§ **Work required**:
Set each line of the records down again exactly, please.

§ **Listed entries**:

Issue #2858, opened 2023-03-18
prof_utils.py:689 error


mturilli:
Stack:
```
python               : /home/mturilli/ve/docs/bin/python3
  pythonpath           : 
  version              : 3.10.6
  virtualenv           : /home/mturilli/ve/docs

  radical.analytics    : 1.20.1
  radical.entk         : 1.30.0
  radical.gtod         : 1.20.1
  radical.pilot        : 1.21.0
  radical.saga         : 1.21.0
  radical.utils        : 1.21.0
```

Sessions: https://github.com/radical-cybertools/radical.analytics/tree/docs/fix/docs/source/sessions

Code:
```
metrics = [
        ['Bootstrap', ['boot', 'setup_1']                         , '#c6dbef'],
        ['Warmup'   , ['warm' ]                                   , '#f0f0f0'],
        ['Schedule' , ['exec_queue','exec_prep', 'unschedule']    , '#c994c7'],
        ['Exec RP'  , ['exec_rp', 'exec_sh', 'term_sh', 'term_rp'], '#fdbb84'],
        ['Exec Cmd' , ['exec_cmd']                                , '#e31a1c'],
        ['Cooldown' , ['drain']                                   , '#addd8e']
    ]
rtypes=['cpu', 'gpu']
provided, consumed, stats_abs, stats_rel, info = exp.utilization(metrics=metrics, rtype=rtypes[1])
```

§ **Problem solution**:
Issue #2858, opened 2023-03-18
prof_utils.py:689 error


mturilli:
Stack:
```
python               : /home/mturilli/ve/docs/bin/python3
  pythonpath           : 
  version              : 3.10.6
  virtualenv           : /home/mturilli/ve/docs

  radical.analytics    : 1.20.1
  radical.entk         : 1.30.0
  radical.gtod         : 1.20.1
  radical.pilot        : 1.21.0
  radical.saga         : 1.21.0
  radical.utils        : 1.21.0
```

Sessions: https://github.com/radical-cybertools/radical.analytics/tree/docs/fix/docs/source/sessions

Code:
```
metrics = [
        ['Bootstrap', ['boot', 'setup_1']                         , '#c6dbef'],
        ['Warmup'   , ['warm' ]                                   , '#f0f0f0'],
        ['Schedule' , ['exec_queue','exec_prep', 'unschedule']    , '#c994c7'],
        ['Exec RP'  , ['exec_rp', 'exec_sh', 'term_sh', 'term_rp'], '#fdbb84'],
        ['Exec Cmd' , ['exec_cmd']                                , '#e31a1c'],
        ['Cooldown' , ['drain']                                   , '#addd8e']
    ]
rtypes=['cpu', 'gpu']
provided, consumed, stats_abs, stats_rel, info = exp.utilization(metrics=metrics, rtype=rtypes[1])
```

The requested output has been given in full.